Well-configured timeouts are important for system stability. Requests which take too long can hog resources and block other work from happening.
Causes
I can see two separate timeout problems:
-
DNS resolution – when
ResolutionStrategy::Lazy
is used, there is currently no way to apply a timeout just for DNS resolution. If DNS never resolves, requests never complete. -
TCP connection – there is currently no way to set a connection timeout. On my machine, the socket seems to time out after ~75s. Even when we do set a connection timeout,
tonic
doesn't use it!
Even though we're setting our own fairly short timeouts around the overall request, I've seen some strange behaviour where requests are hanging for a long time. I think there's still something else going on that I don't understand, but I expect addressing the two points above will be generally helpful anyway.
To Reproduce
For the TCP connection timeout, just run the tests. I'll supply a test for lazy DNS resolution timeouts in a separate PR.
Expected behavior
Ability to control timeouts for TCP connections and DNS resolution.
Environment
- OS: MacOS
- Rust version: rustc 1.65.0 (897e37553 2022-11-02)
Additional context
Solutions
The TCP connection timeout is simpler to solve (though I will admit took me a long time to find): we just need to set connect_timeout
in the right places. First, topic
doesn't respect connect_timeout
, which will be fixed by hyperium/tonic#1215. When that is merged, we can create our own connect_timeout
option on top of it in #38.
DNS resolution is harder.

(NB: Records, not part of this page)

PR #7764, opened 2023-06-08
Topology2: Remove usage of audio_format class

ranj063:
First PR to remove it from HDA and HDMI definitions. This will be followed up with several others to do the same thing until the audio_format class is deprecated


juimonen (approved):
not sure of the end goal here, but changes look ok and consistent

ranj063:
> not sure of the end goal here, but changes look ok and consistent

@juimonen the end goal is to stop using the audio_format class. We cannot defie input/output audio formats in pairs always.

kv2019i (approved):

PR #7768, opened 2023-06-08
[cavs2.5-001-drop-stable] intel: ssp: Revise receive FIFO draining

Vamshigopal:
The receive FIFO needs to be drained in a different way depending when it is done.
- before start If the RX FIFO is in overflow state then we must read all the entries out to empty it (it was after all full).

- before stop The DMA might be already running to read out data. Check the FIFO level change in one sample time which gives us the needed information to decide to wait for another loop for the DMA burst to finish, wait for the DMA to start it's burst (DMA request was asserted) or drain the FIFO directly.

No need to drain the RX fifo at probe time.

(cherry picked from commit 69d56a757740274a6f2ccf17fc77c4188f17fc01)

### DIFF
--- a/src/drivers/intel/ssp/ssp.c
+++ b/src/drivers/intel/ssp/ssp.c
@@ -67,49 +67,74 @@ static void ssp_empty_tx_fifo(struct dai *dai)
 		ssp_write(dai, SSSR, sssr);
 }
 
-/* empty SSP receive FIFO */
-static void ssp_empty_rx_fifo(struct dai *dai)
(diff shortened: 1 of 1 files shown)


Vamshigopal:
@mwasko @kv2019i @ujfalusi We need this fix in cavs2.5-001-drop-stable branch.

btian1 (approved):

ujfalusi (approved):

kv2019i:
@mwasko ping?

There are currently two options:
- Lazy resolution seems to be the default, but it also seems very hard to put a timeout around (at least, I can't think of a way!). It's possible to put an overall timeout around every request in the application, but this is 1. overly broad and 2. error-prone. It's very easy to forget or simply not know that it's needed ("why don't the other timeouts take care of it?").
-
Eager resolution has a timeout option. In practice, using this will probably mean doing DNS resolution on service startup, when the
LoadBalancedChannel
is created. This might be a good thing, preventing services from successfully starting when DNS would never resolve.
Of the two, I wonder if we should favour Eager resolution, and consider changing the default to this.

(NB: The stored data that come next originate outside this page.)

PR #7773, opened 2023-06-08
src: mixin_mixout: Don't invalidate or writeback source/bink buffers

ranj063:
Handle the source/sink buffer invalidate/writeback in the module adapter instead. Remove the 2 flags in struct processing_module as these are not needed anymore.

### DIFF
--- a/src/audio/mixin_mixout/mixin_mixout.c
+++ b/src/audio/mixin_mixout/mixin_mixout.c
@@ -122,7 +122,6 @@ static int mixin_init(struct processing_module *mod)
 
 	dev->ipc_config.frame_fmt = frame_fmt;
 	mod->simple_copy = true;
-	mod->skip_src_buffer_invalidate = true;
 
 	return 0;
 }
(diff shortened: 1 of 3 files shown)


src/audio/mixin_mixout/mixin_mixout.c
```diff
@@ -378,18 +376,11 @@ static int mixin_process(struct processing_module *mod,
...
 		frames_to_copy = MIN(source_avail_frames, sinks_free_frames);
 		bytes_to_consume_from_source_buf =
 			audio_stream_period_bytes(input_buffers[0].data, frames_to_copy);
-		if (bytes_to_consume_from_source_buf > 0) {
+		if (bytes_to_consume_from_source_buf > 0)
 			input_buffers[0].consumed = bytes_to_consume_from_source_buf;
-			source_c = attr_container_of(input_buffers[0].data,
-						     struct comp_buffer __sparse_cache,
-						     stream, __sparse_cache);
-			buffer_stream_invalidate(source_c, bytes_to_consume_from_source_buf);
```
btian1, line 391: seems this is the only difference, is it caused CI error?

~However, we might want a third option: Active lazy resolution (for want of a better name). Lazy resolution is currently passive, as in it happens in the background on a schedule. It is never actively called in the request flow, which is why it's hard to put a timeout around. Instead, could we implement something which actively calls probe_once()
(with a timeout!) as part of the first request (or alternatively when GrpcServiceProbe.endpoints
is empty)? This could give us lazy DNS resolution, but with timeouts.~
Scratch that, I took a different approach: tower-rs/tower#715. EDIT: Nope, that hasn't worked out. Back to the drawing board.